TASK DESCRIPTION — Every line below should be duplicated exactly.

=== GIVEN RECORDS ===

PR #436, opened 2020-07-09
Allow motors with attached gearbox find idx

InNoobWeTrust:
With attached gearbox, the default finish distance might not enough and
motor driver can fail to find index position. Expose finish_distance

===

SOLUTION FOR THIS EXERCISE —
PR #436, opened 2020-07-09
Allow motors with attached gearbox find idx

InNoobWeTrust:
With attached gearbox, the default finish distance might not enough and
motor driver can fail to find index position. Expose finish_distance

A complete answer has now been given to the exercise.